PR #847, opened 2026-07-23
fix: carbon list tracking, tooltip destroy and case/dossier translation consistency

mbritense:
-


marijnritense (approved):

frontend/projects/valtimo/components/src/lib/directives/tooltip/tooltip.directive.ts
```diff
@@ -66,4 +74,11 @@ export class TooltipDirective implements OnInit {
       this.overlayRef.detach();
     }
   }
+
+  ngOnDestroy(): void {
```
sofiaIvarsRitense: public

sofiaIvarsRitense (approved):

PR #848, opened 2026-07-23
More stable integration tests

Klaas-Ritense:
## Problem

The `release/13.38.0` publish pipeline [failed](https://github.com/valtimo-platform/valtimo/actions/runs/30002112640) on `:backend:zgw:catalogi-api:integrationTesting` with a `java.net.BindException`. The other ZGW jobs it reported were only *canceled* by matrix `fail-fast`.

▸ **Task description**
Repeat the lines above exactly.

▸ **Output for this exercise**
PR #847, opened 2026-07-23
fix: carbon list tracking, tooltip destroy and case/dossier translation consistency

mbritense:
-


marijnritense (approved):

frontend/projects/valtimo/components/src/lib/directives/tooltip/tooltip.directive.ts
```diff
@@ -66,4 +74,11 @@ export class TooltipDirective implements OnInit {
       this.overlayRef.detach();
     }
   }
+
+  ngOnDestroy(): void {
```
sofiaIvarsRitense: public

sofiaIvarsRitense (approved):

PR #848, opened 2026-07-23
More stable integration tests

Klaas-Ritense:
## Problem

The `release/13.38.0` publish pipeline [failed](https://github.com/valtimo-platform/valtimo/actions/runs/30002112640) on `:backend:zgw:catalogi-api:integrationTesting` with a `java.net.BindException`. The other ZGW jobs it reported were only *canceled* by matrix `fail-fast`.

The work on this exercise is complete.